PR #780, opened 2021-12-15
When using the `task` and `workflow` decorator, correctly wrap the fu…

bstadlbauer:
# TL;DR
This enables tooling such as docstring search tools to unwrap the object and show the correct docstring. The method sets the `__wrapped__` attribute of the created instance.

## Type
 - [x] Bug Fix
 - [ ] Feature
 - [ ] Plugin

## Are all requirements met?

 - [x] Code completed
 - [x] Smoke tested
 - [x] Unit tests added

## Complete description
We're using [mkdocs](https://www.mkdocs.org/) together with [mkdocstrings](https://mkdocstrings.github.io/usage/) to render our Python documentation. We noticed, that documentation for Flyte tasks didn't show up, and upon further investigation found that `mkdocstrings` unwraps all decorated elements to show the correct documentation. See also: https://mkdocstrings.github.io/troubleshooting/#my-wrapped-function-shows-documentationcode-for-its-wrapper-instead-of-its-own

For this unwrapping to work, wrapper elements need to have `__wrapped__` set to a reference of the wrapped (decorated) function. With functions one could use [`functools.wraps()`](https://docs.python.org/3/library/functools.html#functools.wraps), but as Flyte is returning instances of Flyte objects, [`functools.update_wrapper()`](https://docs.python.org/3/library/functools.html#functools.update_wrapper) is what works.

### DIFF
--- a/tests/flytekit/unit/core/test_wrapping.py
+++ b/tests/flytekit/unit/core/test_wrapping.py
@@ -1,4 +1,3 @@
-# Copyright (C) 2015-2021 Blackshark.ai GmbH. All Rights reserved. www.blackshark.ai
 from flytekit import task, workflow
 
 
--- a/tests/flytekit/unit/core/test_wrapping.py
+++ b/tests/flytekit/unit/core/test_wrapping.py
@@ -1,0 +1,18 @@
+# Copyright (C) 2015-2021 Blackshark.ai GmbH. All Rights reserved. www.blackshark.ai
+from flytekit import task, workflow
+
+
+def test_task_correctly_wrapped():
+    @task
+    def my_task(a: int) -> int:
+        return a
+
+    assert my_task.__wrapped__ == my_task._task_function
+
+
+def test_wf_correctly_wrapped():
+    @workflow
+    def my_workflow(a: int) -> int:
+        return a
+
+    assert my_workflow.__wrapped__ == my_workflow._workflow_function
--- a/tests/flytekit/unit/core/test_wrapping.py
+++ b/tests/flytekit/unit/core/test_wrapping.py
@@ -1,3 +1,5 @@
+from functools import wraps
+
 from flytekit import task, workflow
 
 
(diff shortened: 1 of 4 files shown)


eapolinario:
@bstadlbauer , can you investigate the unit test failure? This [test](https://github.com/flyteorg/flytekit/blob/f500af0dd7d8a1310f8819ebc2152e21fb458f4f/plugins/flytekit-greatexpectations/tests/test_task.py#L133) is failing and it seems that it might be a weird interaction with the wrapped function and the pytest.mark.xfail. We should be able replace that use with the more idiomatic `with pytest.raises` (e.g. https://github.com/flyteorg/flytekit/blob/8528268a29a07fe7e9ce9f7f08fea68c41b6a60b/tests/flytekit/unit/common_tests/exceptions/test_scopes.py#L18-L19).

bstadlbauer:
Hi @eapolinario! 

Thank you for the fast reply. I've checked, and you're right. Seems like what actually should happen is a `with pytest.raises()` instead of the `pytest.mark.xfail`. I've updated the test accordingly

tests/flytekit/unit/core/test_wrapping.py
```diff
@@ -0,0 +1,17 @@
+from flytekit import task, workflow
+
+
+def test_task_correctly_wrapped():
```
eapolinario, line 4: @bstadlbauer , we allow for stacking of @task decorators (e.g. https://github.com/flyteorg/flytekit/blob/master/tests/flytekit/unit/core/functools/stacked_decorators.py). Can you add a unit test to confirm the behavior too?

eapolinario (commented):
@bstadlbauer , thanks for making this change, it looks good and should be ok to merge after we have that extra unit test I mentioned in the comment.

tests/flytekit/unit/core/test_wrapping.py
bstadlbauer: @eapolinario I've added the corresponding test, seems to work as expected. 

Also, I wasn't sure where to place the tests, so if you feel like there would be a better spot, just let me know.

eapolinario: leaving them here is fine.

eapolinario (approved):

• [Work instructions]:
For every entry in the records above, write an exact copy.

• [Exercise solution]:
PR #780, opened 2021-12-15
When using the `task` and `workflow` decorator, correctly wrap the fu…

bstadlbauer:
# TL;DR
This enables tooling such as docstring search tools to unwrap the object and show the correct docstring. The method sets the `__wrapped__` attribute of the created instance.

## Type
 - [x] Bug Fix
 - [ ] Feature
 - [ ] Plugin

## Are all requirements met?

 - [x] Code completed
 - [x] Smoke tested
 - [x] Unit tests added

## Complete description
We're using [mkdocs](https://www.mkdocs.org/) together with [mkdocstrings](https://mkdocstrings.github.io/usage/) to render our Python documentation. We noticed, that documentation for Flyte tasks didn't show up, and upon further investigation found that `mkdocstrings` unwraps all decorated elements to show the correct documentation. See also: https://mkdocstrings.github.io/troubleshooting/#my-wrapped-function-shows-documentationcode-for-its-wrapper-instead-of-its-own

For this unwrapping to work, wrapper elements need to have `__wrapped__` set to a reference of the wrapped (decorated) function. With functions one could use [`functools.wraps()`](https://docs.python.org/3/library/functools.html#functools.wraps), but as Flyte is returning instances of Flyte objects, [`functools.update_wrapper()`](https://docs.python.org/3/library/functools.html#functools.update_wrapper) is what works.

### DIFF
--- a/tests/flytekit/unit/core/test_wrapping.py
+++ b/tests/flytekit/unit/core/test_wrapping.py
@@ -1,4 +1,3 @@
-# Copyright (C) 2015-2021 Blackshark.ai GmbH. All Rights reserved. www.blackshark.ai
 from flytekit import task, workflow
 
 
--- a/tests/flytekit/unit/core/test_wrapping.py
+++ b/tests/flytekit/unit/core/test_wrapping.py
@@ -1,0 +1,18 @@
+# Copyright (C) 2015-2021 Blackshark.ai GmbH. All Rights reserved. www.blackshark.ai
+from flytekit import task, workflow
+
+
+def test_task_correctly_wrapped():
+    @task
+    def my_task(a: int) -> int:
+        return a
+
+    assert my_task.__wrapped__ == my_task._task_function
+
+
+def test_wf_correctly_wrapped():
+    @workflow
+    def my_workflow(a: int) -> int:
+        return a
+
+    assert my_workflow.__wrapped__ == my_workflow._workflow_function
--- a/tests/flytekit/unit/core/test_wrapping.py
+++ b/tests/flytekit/unit/core/test_wrapping.py
@@ -1,3 +1,5 @@
+from functools import wraps
+
 from flytekit import task, workflow
 
 
(diff shortened: 1 of 4 files shown)


eapolinario:
@bstadlbauer , can you investigate the unit test failure? This [test](https://github.com/flyteorg/flytekit/blob/f500af0dd7d8a1310f8819ebc2152e21fb458f4f/plugins/flytekit-greatexpectations/tests/test_task.py#L133) is failing and it seems that it might be a weird interaction with the wrapped function and the pytest.mark.xfail. We should be able replace that use with the more idiomatic `with pytest.raises` (e.g. https://github.com/flyteorg/flytekit/blob/8528268a29a07fe7e9ce9f7f08fea68c41b6a60b/tests/flytekit/unit/common_tests/exceptions/test_scopes.py#L18-L19).

bstadlbauer:
Hi @eapolinario! 

Thank you for the fast reply. I've checked, and you're right. Seems like what actually should happen is a `with pytest.raises()` instead of the `pytest.mark.xfail`. I've updated the test accordingly

tests/flytekit/unit/core/test_wrapping.py
```diff
@@ -0,0 +1,17 @@
+from flytekit import task, workflow
+
+
+def test_task_correctly_wrapped():
```
eapolinario, line 4: @bstadlbauer , we allow for stacking of @task decorators (e.g. https://github.com/flyteorg/flytekit/blob/master/tests/flytekit/unit/core/functools/stacked_decorators.py). Can you add a unit test to confirm the behavior too?

eapolinario (commented):
@bstadlbauer , thanks for making this change, it looks good and should be ok to merge after we have that extra unit test I mentioned in the comment.

tests/flytekit/unit/core/test_wrapping.py
bstadlbauer: @eapolinario I've added the corresponding test, seems to work as expected. 

Also, I wasn't sure where to place the tests, so if you feel like there would be a better spot, just let me know.

eapolinario: leaving them here is fine.

eapolinario (approved):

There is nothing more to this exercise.